In June, 1979, the paternal grandfather delivered Denise to appellant’s home in Texas for a one month visitation. Shortly thereafter, appellant and her new husband moved to Okeechobee County, Florida, and brought Denise with them. On July 13, 1979, appellant filed in Okeechobee County a petition for modification of Denise’s custody wherein she alleged that she and her present husband have a suitable and proper home in which to raise the child and that material changes in circumstances and conditions since the 1973 divorce warrant custody to be awarded to appellant.
The paternal grandparents and former husband moved to dismiss the petition for modification on the grounds that the criteria for exercising jurisdiction in Florida under Section 61.1308, Florida Statutes (1979), the Uniform Child Custody Jurisdiction Act, were not present in this case; that the Florida court was an inconvenient forum within the parameters of Section 61.1316, Florida Statutes (1979); that appellant wrongfully took Denise from Texas as proscribed by Section 61.1318, Florida Statutes (1979); and that appellant failed to file an affidavit required by Section 61.132, Florida Statutes (1979).
On August 24,1979, the trial court granted the motion to dismiss and ordered that Denise be returned to her grandparents. Thereafter, the trial court entered a further
The Court is of the opinion that even though the child is in the jurisdiction of the State of Florida, and that the mother resides in this State, the matter should be resolved in the State of Texas; that the mother should have instituted proceedings in the State of Texas, which was the most convenient forum, rather than leave with the child while under the visitation rights, to the State of Florida.
We agree with the trial court’s conclusions. Florida is not the child’s home state. Texas has a closer connection with her; and substantial evidence concerning Denise’s present or future care, protection, training and personal relationships is more readily available there. Rather than bringing the child to Florida, appellant should have sought modification in Texas. Hegler v. Hegler, 383 So.2d 1134 (Fla. 5th DCA 1980). See also Matteson v. Matteson, 379 So.2d 677 (Fla.2d DCA 1980); Trujillo v. Trujillo, 378 So.2d 812 (Fla.3d DCA 1979).

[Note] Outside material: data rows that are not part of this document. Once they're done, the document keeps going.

PR #32584, opened 2022-09-23
Enable SPO e2e-flaky-test

mrogers950:
@jhrozek PTAL, I enabled `E2E_TEST_SELINUX` given the comment in the other e2e definition but I wasn't sure if it's necessary, given that the jobs are separated.

### DIFF
--- a/ci-operator/config/openshift/security-profiles-operator/openshift-security-profiles-operator-main.yaml
+++ b/ci-operator/config/openshift/security-profiles-operator/openshift-security-profiles-operator-main.yaml
@@ -59,6 +59,33 @@ tests:
           cpu: 100m
       timeout: 4h0m0s
     workflow: ipi-aws
+- as: e2e-flaky
+  steps:
+    cluster_profile: aws
+    test:
+    - as: e2e-flaky
+      cli: latest
+      commands: |
+        export E2E_CLUSTER_TYPE=openshift
+        export E2E_SPO_IMAGE=$IMAGE_FROM_CI
+        export E2E_SKIP_BUILD_IMAGES=true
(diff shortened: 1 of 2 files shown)


jhrozek:
> @jhrozek PTAL, I enabled `E2E_TEST_SELINUX` given the comment in the other e2e definition but I wasn't sure if it's necessary, given that the jobs are separated.

I think that comment is just wrong, I'm /almost/ sure the tests do run, let's see when the e2e on this PR finishes.

ci-operator/config/openshift/security-profiles-operator/openshift-security-profiles-operator-main.yaml
```diff
@@ -59,6 +59,33 @@ tests:
...
+        export E2E_CLUSTER_TYPE=openshift
+        export E2E_SPO_IMAGE=$IMAGE_FROM_CI
+        export E2E_SKIP_BUILD_IMAGES=true
+        export E2E_SKIP_NAMESPACED_TESTS=true
+        export E2E_TEST_SECCOMP=true
+        export E2E_TEST_PROFILE_RECORDING=false
+        export E2E_TEST_BPF_RECORDER=false
+        export E2E_TEST_LOG_ENRICHER=true
+        export E2E_TEST_SELINUX=true
+        export E2E_TEST_LABEL_POD_DENIALS=true
```
jhrozek, line 78: This can and probably should be a separate commit (to remove the same variable from the other e2e stanza) but since the first e2e patch was merged, upstream completely removed the `label_pod_denials` feature and with it went its tests and this env variable, too.

jhrozek (approved):
/lgtm
with a comment, let's see how the tests fare

PR #32590, opened 2022-09-23
Make sure slack message is complete

derekhiggins:
It was only sending one word of the message to slack


derekhiggins:
@tdomnesc mind taking a look, see #forum-metal-alerts on slack for see an example of incorrect messages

One of the purposes of the subject act is to assure that litigation concerning child custody takes place in the state in which the child and his family have the closest connection. We are confident that the appropriate court in our sister state would, upon appellant’s petition, enter an order of custody consistent with Denise’s welfare and best interests. Accordingly, we affirm.
AFFIRMED.
Concurrence Opinion
concurring specially.
I concur in the result but view the order of the trial court slightly differently than the majority. It appears to me that the trial court simply declined to exercise jurisdiction in this cause and that this result was entirely proper pursuant to Section 61.1318, Florida Statutes (1979), which specifically authorizes a trial court to decline to exercise jurisdiction to modify a custody decree of another state if the petitioner seeking modification has improperly removed the child from the physical custody of the person entitled to custody or has improperly retained a child after a visit or other temporary relinquishment of physical custody. It is uncontested that this is exactly what happened in this case, and I therefore think the trial court was entirely proper in refusing to exercise jurisdiction.